PR #38656, opened 2026-07-29
Store cross-build task references as node ids in the Configuration Cache

jvandort:
Groundwork for eventually replacing the per-build work-graph coordination
(`TaskInAnotherBuild`, `ExportedTaskNode`) with work graphs that span the build tree. 

Node IDs are now assigned from a single ID space spanning all builds in the tree, and a
`TaskInAnotherBuild` reference is stored as the node id of its target instead of
`(taskPath, buildIdentifier)`. These node IDs are assigned up-front and written to the CC at store time. During load, we bind tasks to restored `TaskInAnotherBuild` directly using the global node ID rather than looking up the tasks in the target build's work graph.

It seems a stored `TaskInAnotherBuild` always references a real `TaskNode`. The `TaskInAnotherBuild` is excluded from the execution plan if the target node in the other build has already executed. This means we can always be sure the target task is present in the restored CC work graph when binding a task to a restored `TaskInAnotherBuild`. This allowed us to remove the previous path-based task lookup entirely.

This change makes it so CC no longer cares which build a task is from. This opens the door to the scheduler creating unified work graphs for a single build tree rather than segregating what would be a single work graph into several build-scoped work graphs.

### Reviewing cheatsheet

- ❌ ❓**must** be fixed
- 🤔 💅 **should** be fixed
- 💭 **may** be fixed
- 🎉 celebrate happy things

### DIFF
--- a/platforms/core-configuration/configuration-cache/src/main/kotlin/org/gradle/internal/cc/impl/ConfigurationCacheState.kt
+++ b/platforms/core-configuration/configuration-cache/src/main/kotlin/org/gradle/internal/cc/impl/ConfigurationCacheState.kt
@@ -73,7 +73,9 @@ import org.gradle.internal.file.FileSystemDefaultExcludesProvider
 import org.gradle.internal.flow.services.BuildFlowScope
 import org.gradle.internal.operations.BuildOperationProgressEventEmitter
 import org.gradle.internal.scopeids.id.BuildInvocationScopeId
+import org.gradle.internal.serialize.codecs.core.IdForNode
 import org.gradle.internal.serialize.codecs.core.IsolateContextSource
+import org.gradle.internal.serialize.codecs.core.assignNodeIds
 import org.gradle.internal.serialize.graph.MutableReadContext
 import org.gradle.internal.serialize.graph.ReadContext
 import org.gradle.internal.serialize.graph.WriteContext
@@ -312,7 +314,8 @@ class ConfigurationCacheState(
             }
         }
         val transformedProjectsPerBuild = collectTransformedProjectsPerBuild(scheduledWorkPerBuild)
-        val buildTreeState = StoredBuildTreeState(requiredBuildServicesPerBuild, scheduledWorkPerBuild, transformedProjectsPerBuild)
+        val idForNode = assignNodeIds(scheduledWorkPerBuild.values)
+        val buildTreeState = StoredBuildTreeState(requiredBuildServicesPerBuild, scheduledWorkPerBuild, idForNode, transformedProjectsPerBuild)
         writeCollection(builds.values) { build ->
             writeBuildState(build, buildTreeState)
         }
@@ -524,7 +527,7 @@ class ConfigurationCacheState(
             if (scheduledWork.scheduledNodes.isNotEmpty()) {
                 writeBoolean(true)
                 withDebugFrame({ "Work Graph" }) {
-                    writeWorkGraphOf(gradle, scheduledWork)
+                    writeWorkGraphOf(gradle, scheduledWork, buildTreeState.idForNode)
                 }
             } else {
                 writeBoolean(false)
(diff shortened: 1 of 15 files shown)


jvandort:
@bot-gradle test this

jvandort:
@bot-gradle test this

bamboo:
Have you benchmarked the effect of these changes on `gradle/gradle` cache hits and cache misses?

jvandort:
I have not. Is there some benchmark suite other than our standard perf tests?

jvandort:
@bot-gradle test apt

jvandort:
I can try running gradle profiler locally with `sanityCheck --dry-run` vs master

bamboo:
Our performance tests are only imperfect gates. Whenever we touch highly optimized/benchmark areas like this one we should take on ourselves to do some benchmarking/profiling. I suggest making sure we don't regress on `codeQuality --dry-run` with cache hits first, cache misses second.

jvandort:
Initial performance testing for CC hits and misses on `sanityCheck --dryRun` showed a ~1-2% regression depending on the scenario. I've pushed up a commit which removes the regression and brings this PR back to performance parity with master. PTAL

platforms/core-configuration/configuration-cache/src/main/kotlin/org/gradle/internal/cc/impl/ConfigurationCacheState.kt
```diff
@@ -255,6 +260,31 @@ class ConfigurationCacheState(
...
+    /**
+     * Binds each restored reference to a task in another build to its restored target node.
+     * This can only be done once all builds in the tree have been loaded, as a reference may
+     * point into the work graph of a build that is loaded after the referencing build.
+     */
+    private
+    fun bindRestoredTaskReferences(builds: List<CachedBuildState>) {
+        val buildsWithWork = builds.filterIsInstance<BuildWithWork>()
+        // Node ids form a single dense, contiguous id space spanning the whole build tree, so each build's
+        // nodes can be scattered into one flat array indexed by global node id, giving O(1) target lookups.
```
bamboo: 🤔 `O(1)` lookup cost is nice but at the cost of building this large array when, in fact, every workGraph already carries an id dense array. Why not simply lookup as needed which should be `O(len(buildsWithWork))` right? My hypothesis is that restored task references should be rare enough that there's no point building the big array.

bamboo (changes requested):

platforms/core-configuration/core-serialization-codecs/src/main/kotlin/org/gradle/internal/serialize/codecs/core/WorkNodeCodec.kt
```diff
@@ -215,14 +272,20 @@ class WorkNodeCodec(
...
+    fun ReadContext.readNodes(baseNodeId: Int, buildNodeCount: Int): Array<Node> {
+        // Node ids of a work graph form a dense, contiguous range, so build into a temporary null-filled
+        // buffer (batches arrive out of order) and then validate every slot was filled exactly once.
+        val buildNodesById = arrayOfNulls<Node>(buildNodeCount)
+        readNodeBatchesInParallel().forEach { batch ->
+            batch.forEach { (node, globalNodeId) ->
+                buildNodesById[globalNodeId - baseNodeId] = node
+            }
+        }
+        return Array(buildNodeCount) { buildNodeId ->
```
bamboo: ❓ Could this be a `for-loop` validation plus an unsafe cast instead of a copying operation?

bamboo (changes requested):

platforms/core-configuration/core-serialization-codecs/src/main/kotlin/org/gradle/internal/serialize/codecs/core/WorkNodeCodec.kt
```diff
@@ -272,20 +273,17 @@ class WorkNodeCodec(
...
-            }
-        }
-        return Array(buildNodeCount) { buildNodeId ->
-            requireNotNull(buildNodesById[buildNodeId]) {
-                "No node with id ${baseNodeId + buildNodeId} was restored"
+                nullableNodesById[globalNodeId - baseNodeId] = node
             }
         }
+        val buildNodesById: Array<Node> = nullableNodesById.requireNoNulls()
+        return { globalNodeId -> buildNodesById[globalNodeId - baseNodeId] }
```
bamboo, line 286: 💅 I think it would be ok to expose the array directly to the consumer and avoid the extra indirection, up to you.

bamboo (approved):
______________________________
:: TASK BRIEF ::
Copy all the records above precisely.

:: ANSWER TO THE PROBLEM ::
PR #38656, opened 2026-07-29
Store cross-build task references as node ids in the Configuration Cache

jvandort:
Groundwork for eventually replacing the per-build work-graph coordination
(`TaskInAnotherBuild`, `ExportedTaskNode`) with work graphs that span the build tree. 

Node IDs are now assigned from a single ID space spanning all builds in the tree, and a
`TaskInAnotherBuild` reference is stored as the node id of its target instead of
`(taskPath, buildIdentifier)`. These node IDs are assigned up-front and written to the CC at store time. During load, we bind tasks to restored `TaskInAnotherBuild` directly using the global node ID rather than looking up the tasks in the target build's work graph.

It seems a stored `TaskInAnotherBuild` always references a real `TaskNode`. The `TaskInAnotherBuild` is excluded from the execution plan if the target node in the other build has already executed. This means we can always be sure the target task is present in the restored CC work graph when binding a task to a restored `TaskInAnotherBuild`. This allowed us to remove the previous path-based task lookup entirely.

This change makes it so CC no longer cares which build a task is from. This opens the door to the scheduler creating unified work graphs for a single build tree rather than segregating what would be a single work graph into several build-scoped work graphs.

### Reviewing cheatsheet

- ❌ ❓**must** be fixed
- 🤔 💅 **should** be fixed
- 💭 **may** be fixed
- 🎉 celebrate happy things

### DIFF
--- a/platforms/core-configuration/configuration-cache/src/main/kotlin/org/gradle/internal/cc/impl/ConfigurationCacheState.kt
+++ b/platforms/core-configuration/configuration-cache/src/main/kotlin/org/gradle/internal/cc/impl/ConfigurationCacheState.kt
@@ -73,7 +73,9 @@ import org.gradle.internal.file.FileSystemDefaultExcludesProvider
 import org.gradle.internal.flow.services.BuildFlowScope
 import org.gradle.internal.operations.BuildOperationProgressEventEmitter
 import org.gradle.internal.scopeids.id.BuildInvocationScopeId
+import org.gradle.internal.serialize.codecs.core.IdForNode
 import org.gradle.internal.serialize.codecs.core.IsolateContextSource
+import org.gradle.internal.serialize.codecs.core.assignNodeIds
 import org.gradle.internal.serialize.graph.MutableReadContext
 import org.gradle.internal.serialize.graph.ReadContext
 import org.gradle.internal.serialize.graph.WriteContext
@@ -312,7 +314,8 @@ class ConfigurationCacheState(
             }
         }
         val transformedProjectsPerBuild = collectTransformedProjectsPerBuild(scheduledWorkPerBuild)
-        val buildTreeState = StoredBuildTreeState(requiredBuildServicesPerBuild, scheduledWorkPerBuild, transformedProjectsPerBuild)
+        val idForNode = assignNodeIds(scheduledWorkPerBuild.values)
+        val buildTreeState = StoredBuildTreeState(requiredBuildServicesPerBuild, scheduledWorkPerBuild, idForNode, transformedProjectsPerBuild)
         writeCollection(builds.values) { build ->
             writeBuildState(build, buildTreeState)
         }
@@ -524,7 +527,7 @@ class ConfigurationCacheState(
             if (scheduledWork.scheduledNodes.isNotEmpty()) {
                 writeBoolean(true)
                 withDebugFrame({ "Work Graph" }) {
-                    writeWorkGraphOf(gradle, scheduledWork)
+                    writeWorkGraphOf(gradle, scheduledWork, buildTreeState.idForNode)
                 }
             } else {
                 writeBoolean(false)
(diff shortened: 1 of 15 files shown)


jvandort:
@bot-gradle test this

jvandort:
@bot-gradle test this

bamboo:
Have you benchmarked the effect of these changes on `gradle/gradle` cache hits and cache misses?

jvandort:
I have not. Is there some benchmark suite other than our standard perf tests?

jvandort:
@bot-gradle test apt

jvandort:
I can try running gradle profiler locally with `sanityCheck --dry-run` vs master

bamboo:
Our performance tests are only imperfect gates. Whenever we touch highly optimized/benchmark areas like this one we should take on ourselves to do some benchmarking/profiling. I suggest making sure we don't regress on `codeQuality --dry-run` with cache hits first, cache misses second.

jvandort:
Initial performance testing for CC hits and misses on `sanityCheck --dryRun` showed a ~1-2% regression depending on the scenario. I've pushed up a commit which removes the regression and brings this PR back to performance parity with master. PTAL

platforms/core-configuration/configuration-cache/src/main/kotlin/org/gradle/internal/cc/impl/ConfigurationCacheState.kt
```diff
@@ -255,6 +260,31 @@ class ConfigurationCacheState(
...
+    /**
+     * Binds each restored reference to a task in another build to its restored target node.
+     * This can only be done once all builds in the tree have been loaded, as a reference may
+     * point into the work graph of a build that is loaded after the referencing build.
+     */
+    private
+    fun bindRestoredTaskReferences(builds: List<CachedBuildState>) {
+        val buildsWithWork = builds.filterIsInstance<BuildWithWork>()
+        // Node ids form a single dense, contiguous id space spanning the whole build tree, so each build's
+        // nodes can be scattered into one flat array indexed by global node id, giving O(1) target lookups.
```
bamboo: 🤔 `O(1)` lookup cost is nice but at the cost of building this large array when, in fact, every workGraph already carries an id dense array. Why not simply lookup as needed which should be `O(len(buildsWithWork))` right? My hypothesis is that restored task references should be rare enough that there's no point building the big array.

bamboo (changes requested):

platforms/core-configuration/core-serialization-codecs/src/main/kotlin/org/gradle/internal/serialize/codecs/core/WorkNodeCodec.kt
```diff
@@ -215,14 +272,20 @@ class WorkNodeCodec(
...
+    fun ReadContext.readNodes(baseNodeId: Int, buildNodeCount: Int): Array<Node> {
+        // Node ids of a work graph form a dense, contiguous range, so build into a temporary null-filled
+        // buffer (batches arrive out of order) and then validate every slot was filled exactly once.
+        val buildNodesById = arrayOfNulls<Node>(buildNodeCount)
+        readNodeBatchesInParallel().forEach { batch ->
+            batch.forEach { (node, globalNodeId) ->
+                buildNodesById[globalNodeId - baseNodeId] = node
+            }
+        }
+        return Array(buildNodeCount) { buildNodeId ->
```
bamboo: ❓ Could this be a `for-loop` validation plus an unsafe cast instead of a copying operation?

bamboo (changes requested):

platforms/core-configuration/core-serialization-codecs/src/main/kotlin/org/gradle/internal/serialize/codecs/core/WorkNodeCodec.kt
```diff
@@ -272,20 +273,17 @@ class WorkNodeCodec(
...
-            }
-        }
-        return Array(buildNodeCount) { buildNodeId ->
-            requireNotNull(buildNodesById[buildNodeId]) {
-                "No node with id ${baseNodeId + buildNodeId} was restored"
+                nullableNodesById[globalNodeId - baseNodeId] = node
             }
         }
+        val buildNodesById: Array<Node> = nullableNodesById.requireNoNulls()
+        return { globalNodeId -> buildNodesById[globalNodeId - baseNodeId] }
```
bamboo, line 286: 💅 I think it would be ok to expose the array directly to the consumer and avoid the extra indirection, up to you.

bamboo (approved):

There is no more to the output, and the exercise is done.